For administrative and water-monitoring purposes, the Florida Department of Environmental Protection (FDEP) manages Echo Lake within the broader Lower St. Johns River Basin Management Action Plan (BMAP). It is classified as a Class III freshwater body.

Water quality data for Echo Lake is collected periodically through the University of Florida's LAKEWATCH program, which monitors nutrient levels to assess the lake's trophic status.

==History and management==
In the 21st century, Echo Lake became a focus for regional water conservation efforts due to its status as a seepage lake. It was included in the SJRWMD regulatory framework to monitor groundwater drawdowns, ensuring that the surrounding private and agricultural wells do not permanently lower the lake's baseline level.

==Access and legal status==
Echo Lake lacks public infrastructure, with no boat ramps, parks, or designated public entry points situated on its shores. Access to the lake is essentially limited to the owners of the private land parcels surrounding the shoreline.

The legal status of Echo Lake is governed by Florida law which classifies it as a non-meandered, non-navigable lake; therefore, it falls outside of the public trust doctrine with the lake bed being privately owned rather than state-held sovereignty land.

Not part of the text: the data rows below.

PR #1896, opened 2024-08-28
USAGOV-1899 Benefits Redirect Modal

cwacht:
## Jira Task

https://cm-jira.usa.gov/browse/USAGOV-1899

## Description

This adds a modal block-type for CMS users to create modals for the website.
It includes javascript to check the url for a modal query parameter and display a modal if one with a matching name exists.

## Type of Changes

- [x] New Feature
- [ ] Bugfix
- [ ] Documentation
- [ ] Infrastructure
  - [ ] CMS
  - [ ] WAF
  - [ ] Egress
  - [ ] Tools
- [ ] Other

## Testing Instructions

- Visit the Content blocks page `/admin/content/block`
- Click `+ Add content block`
- Select `Modal`
- Fill in the fields for the modal.
   - `Modal ID` will be used in the URL query parameter so keep it URL safe
   - `Button Text` can be anything since this button remains hidden
   - `Yes Button Text` will be displayed as the button to exit the modal
   - `No Button Text` should be left blank
   - Make sure you select the correct language for the banner.
- Click `Save`
- Visit any page of the site and add "?modal=`modal_id`" to end of the URL
- [ ] Confirm that the modal is displayed properly at any screen size
- [ ] Confirm that the URL parameter is automatically removed from the URL
- [ ] Confirm that you can close the modal
- [ ] Confirm that the modal does not reappear when navigating the site (Even with the browser's back button)
- [ ] Confirm that a spanish modal will only appear on spanish pages and english only on english pages

### Change Requirements

- [x] Requires New Documentation (Link: {})
- [x] Requires New Config
- [x] Requires New Content

### Validation Steps

- Test instruction 1
- Test instruction 2
- Test instruction 3

## Security Review

- [ ] Requires SSPP updates

## Reviewer Reminders

- Reviewed code changes
- Reviewed functionality


cwacht:
It would be nice if we could avoid the need to use this div to associate the modal-name with its numerical ID assigned by Drupal's paragraph system.

https://github.com/usagov/usagov-2021/blob/4ef89d0fc6d523237bd17f1e9a755a8080b8cfed/web/themes/custom/usagov/templates/region--header-top.html.twig#L37-L39

As far as I can tell, this would require us to call our modal template directly rather than letting Drupal render the content block entity with Drupal's internally assigned IDs (which currently happens on line 37 above).
I personally have a hard time navigating the data structures to find all the field values to provide them to the template from here:

https://github.com/usagov/usagov-2021/blob/4ef89d0fc6d523237bd17f1e9a755a8080b8cfed/web/modules/custom/usa_twig_vars/usa_twig_vars.module#L337-L340

YaritzaGarcia:
Hello! I'm still reviewing this but since I noticed that it shares a couple of things with the site banner, I wanted to let you know that I changed the way site_banners are added completely because of the cache issues. If this works we should be fine but if you're curious here is the PR: https://github.com/usagov/usagov-2021/pull/1769

config/sync/field.field.block_content.modal.field_modal_id.yml
```diff
@@ -0,0 +1,19 @@
...
+dependencies:
+  config:
+    - block_content.type.modal
+    - field.storage.block_content.field_modal_id
+id: block_content.modal.field_modal_id
+field_name: field_modal_id
+entity_type: block_content
+bundle: modal
+label: 'Modal ID'
+description: 'A name to identify this modal for displaying it programatically. Ex: www.usa.gov/?modal=example_modal_id'
```
akf: Typo: "programmatically" has two 'm's

web/themes/custom/usagov/scripts/modal.js
```diff
@@ -0,0 +1,40 @@
...
+    let modalID = map.getAttribute('data-modal-id');
+    if (modalID === null) return;
+    document.querySelector('[href="#paragraph--id--'+ modalID +'"]').click();
+    document.querySelector('#paragraph--id--'+ modalID).querySelector('button, [href], input, select, textarea, [tabindex]:not([tabindex="-1"])').focus();
+}
+
+document.addEventListener('DOMContentLoaded', function() {
+    "use strict";
+
+    document.querySelectorAll('.usa-modal').forEach((modal) => {
```
akf: I'm wondering a couple of things: 

- why set modal.hidden to false in addition to processModalUrlParameter? Or maybe more accurately, why not do this in processModalUrlParameter? It seems to me we'd want to un-hide only the modal referred to in the target. 
- the "toggleModal" function, well, toggles the modal state. This makes me nervous because I've seen to many cases where a toggle function was called when the content was not in the expected state to begin with.

akf (commented):
I put a couple of questions in here, and they are just questions. I haven't had as much time as I'd like to look at this! 

It worked well for me and I wasn't able to reproduce the problem I described with the original site banner implementation, nor am I seeing the problem where Drupal config sync warns that importing the config will delete the blocks I created. We (three) should probably look into why I'm seeing that issue on her PR and not on this one. 

I'm ready to approve this to get it on dev, while we probably do want to follow up and maybe make some additional changes.

web/themes/custom/usagov/scripts/modal.js
cwacht: These are great questions.

### Why set modal.hidden to false:

I was seeing a flash of modal content while the page was loading (similar to the recent gov banner issue), so I made [this commit](https://github.com/usagov/usagov-2021/pull/1896/commits/51b54b2398dd65e6ede9fb613fa6139df665cfc0) to ensure that they start hidden while the page loads. Eventually, the USWDS script hides the modals a different way so we can safely remove our hidden state. Since it is only related to preventing a flash of content, I chose to keep it outside the url parameter function.

### The toggle function:

I agree about the toggle concern, so I've rewritten the script with open and close functions. I also refined everything and added comments for clarity. It still relies on a toggle function because as far as I can tell the USWDS does not provide open and close javascript functions so our options are to trigger their code by clicking their toggle button or try to mimic their code and potentially miss something important.

web/themes/custom/usagov/scripts/modal.js
```diff
@@ -0,0 +1,84 @@
...
+        // Modals start hidden to prevent a flash of content on page load.
+        // This unhides the modals after USWDS script has moved them into a hidden container.
+        modal.hidden = false;
+    });
+
+    let modalName = removeUrlParameter('modal');
```
akf, line 20: Let's sanitize this modalName here. (I think here is better than within "removeUrlParameter." )

web/themes/custom/usagov/scripts/modal.js
akf: Thanks, I understand now. I like your toggle solution.

akf (approved):
I think this is ready for review on dev. There are two things I know of that should be in a follow-on: 
 - Sanitize that modal name after pulling it from the query parameters. I'm thinking that rather than use something like DomPurify, we should just restrict modal names to (letters, numbers, dashes, and underscores). 
 - Put that same restriction in the form for creating/editing the block
 - Default "new revision" to TRUE when saving a block. Actually, don't let people turn that off.

PR #1963, opened 2024-09-19
USAGOV-1728: Site error from a(n intentionally) malformed path

DaleMHFrey:
## Jira Task

https://cm-jira.usa.gov/browse/USAGOV-1728

## Description
Made the usagov redirect module redirect users away from a malformed path that would crash the AliasHandler and to their correct path. This is an edge-case where someone is trying to hit the site directly through index.php in their address-bar. 

## Type of Changes

- [ ] New Feature
- [x] Bugfix
- [ ] Documentation
- [ ] Infrastructure
  - [ ] CMS
  - [ ] WAF
  - [ ] WWW
  - [ ] Egress
  - [ ] Tools
  - [ ] Cron
- [ ] Other

## Testing Instructions
Before mergin, go to http://localhost/index.phpsssieddgdpathxsx and notice how it crashes the thread. After merging, you must flush the Drupal-cache with bin/drush/cr and then you can try hitting the URL of http://localhost/index.phpsssieddgdpathxsx again - this time the page will load.

### Change Requirements

- [ ] Requires New Config
- [ ] Requires New Content

### Validation Steps

- Test instruction 1
- Test instruction 2
- Test instruction 3

## Security Review

- [ ] Requires SSPP updates

## Reviewer Reminders

- Reviewed code changes
- Reviewed functionality

### DIFF
--- a/web/modules/custom/usagov_redirect/src/PathProcessor/UsagovInboundPathProcessor.php
+++ b/web/modules/custom/usagov_redirect/src/PathProcessor/UsagovInboundPathProcessor.php
@@ -1,0 +1,48 @@
+<?php
+
+namespace Drupal\usagov_redirect\PathProcessor;
+
+use Drupal\Core\PathProcessor\InboundPathProcessorInterface;
+use Symfony\Component\HttpFoundation\Request;
+
+/**
+ * Processes the inbound path to handle redirects.
+ */
+class UsagovInboundPathProcessor implements InboundPathProcessorInterface {
+
+  /**
+   * Processes the inbound path before resolving the route.
+   *
+   * @param string $path
+   *   The inbound path.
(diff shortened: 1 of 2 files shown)


mdranove (changes requested):
It does what it says, but imo this should be solved with a patch to the autologout module. The stack trace shows exception in autologout.module line 130. Probably just need to wrap it like this:

`  if (isset($array[1])) {
    if (in_array($path_args[1], $paths)) {
      return TRUE;
    }
  } else {
    return;
  }`

This is just my own two cents.

mdranove (approved):
I gave hey this some more thought. I think that this solution is ok since the only path that seems to throw this error is index.php, so solving for that should be enough. Approving.

PR #285, opened 2016-05-31
Fix test_DataParallelTable.lua

colesbury:
test_DataParallelTable.lua broke because of an incorrect call to assert and changes to the tester and LookupTable.

This fixes the test.


soumith:
Thanks!

PR #294, opened 2016-06-10
Added CUDA version of VolumetricMaxUnpooling

kmul00:
This is the CUDA version of the [this](https://github.com/torch/nn/pull/569) introduced in `nn`.
Added Tests.

modified:   THCUNN.h
new file:   VolumetricMaxUnpooling.cu
modified:   test.lua

### DIFF
--- a/lib/THCUNN/VolumetricMaxUnpooling.cu
+++ b/lib/THCUNN/VolumetricMaxUnpooling.cu
@@ -1,0 +1,246 @@
+#include "THCUNN.h"
+#include "common.h"
+#include "THCDeviceTensor.cuh"
+#include "THCDeviceTensorUtils.cuh"
+#include "THCDeviceUtils.cuh"
+
+#include <cfloat>
+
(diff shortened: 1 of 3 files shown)


lib/THCUNN/VolumetricMaxUnpooling.cu
```diff
@@ -0,0 +1,245 @@
...
+                                             cudaIndices,
+                                             cudaGradInput,
+                                             dT, dH, dW,
+                                             padT, padH, padW, offsetZ);
+    THCudaCheck(cudaGetLastError());
+    totalZ -= 65535;
+    offsetZ += 65535;
+  }
+
+  // cleanup
```
soumith: there's a memory leak. You also need:
THCudaTensor_free(state, input);

kmul00: Yeah, missed it. Thanks !
Done.

soumith:
Thanks!

PR #299, opened 2016-06-16
inplace hardtanh, remove relu6

szagoruyko:
cunn counterpart of https://github.com/torch/nn/pull/851


lib/THCUNN/HardTanh.cu
```diff
@@ -47,13 +69,35 @@ struct hardtanhupdateGradInput_functor
     else
       *gradInput = *gradOutput;
   }
+
+  __device__ void operator()(float *gradInput, const float *input) const
+  {
+    if (*input <= min_val_ || *input >= max_val_)
```
colesbury: Why is this <= and >= but the in-place gradInput operator() call < and > ?

szagoruyko: because in `inplace` mode input is changed and it doesn't have any numbers outside. there can be `==`, I should add a comment about that.

PR #301, opened 2016-06-22
Add noBias for nn.SpatialFullConvolution

PraveerSINGH:
Adds NoBias for nn.SpatialFullConvolution

### DIFF
--- a/lib/THCUNN/SpatialFullConvolution.cu
+++ b/lib/THCUNN/SpatialFullConvolution.cu
@@ -21,6 +21,7 @@ void THNN_CudaSpatialFullConvolution_updateOutput(
 
   THCUNN_assertSameGPU(state, 6, input, output, weight,
                                  bias, columns, ones);
+
   THArgCheck(input->nDimension == 3 || input->nDimension == 4, 2, "3D or 4D (batch mode) tensor is expected");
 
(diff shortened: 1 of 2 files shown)


lib/THCUNN/SpatialFullConvolution.cu
```diff
@@ -19,8 +19,11 @@ void THNN_CudaSpatialFullConvolution_updateOutput(
   int nInputPlane = THCudaTensor_size(state, weight, 0);
   int nOutputPlane = THCudaTensor_size(state, weight, 1);
 
-  THCUNN_assertSameGPU(state, 6, input, output, weight,
-                                 bias, columns, ones);
+  THCUNN_assertSameGPU(state, 5, input, output, weight,
+                                 columns, ones);
+  if (bias) {
```
colesbury: Is this necessary? I thought THCUNN_assertSameGPU handles NULL tensors

PraveerSINGH: Hey @colesbury, You are right, this looks unnecessary. My apprehension was if bias and gradbias, once set to nil, would be converted to NULL tensors or not. However since these are optionalTensors, there seems to be no problem.

PR #305, opened 2016-07-07
Fix BatchNormalization warpSum for pre-Kepler cards

### LINKED ISSUE #298: BatchNormalization.cu fails for large inputs
When using BatchNormalization with large inputs I get an error:
`THCudaCheck FAIL THCUNN/BatchNormalization.cu line=257 error=11 : invalid argument`

I suspect this has a similar cause as https://github.com/torch/cunn/issues/284 when having an input size larger than 65535.

colesbury:
There were two problems with the implementation for pre-Kepler cards:

1. `MAX_BLOCK_SIZE` wasn't accurate which caused crashes if the image size (dim 3 x dim 4) was larger than 256.

2. The `__syncthreads()` in warpSum() caused an incorrect computation (the tests failed) because not every warp in the block executes the `warpSum()` at the end of the [`reduce()`](https://github.com/torch/cunn/blob/86d9f566baa8c0950e41a41f49965ad88611b514/lib/THCUNN/BatchNormalization.cu#L109) function 

Fixes #298

### DIFF
--- a/lib/THCUNN/BatchNormalization.cu
+++ b/lib/THCUNN/BatchNormalization.cu
@@ -7,6 +7,20 @@ const int WARP_SIZE = 32;
 typedef THCDeviceTensor<float, 3> DeviceTensor3;
 typedef THCDeviceTensor<float, 1> DeviceTensor1;
 
+// The maximum number of threads in a block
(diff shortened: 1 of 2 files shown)


soumith:
Thanks!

Furthermore, at 15 acres, Echo Lake meets the definition of a "small inland lake" under Florida Statute § 125.563, as it is a freshwater body essentially at rest and surrounded by land with a surface area of 150 acres or less. Because the shoreline is entirely composed of private residential parcels, there is no public right-of-way to the water. Under Florida law, the public may not trespass upon private property to gain access to such waters.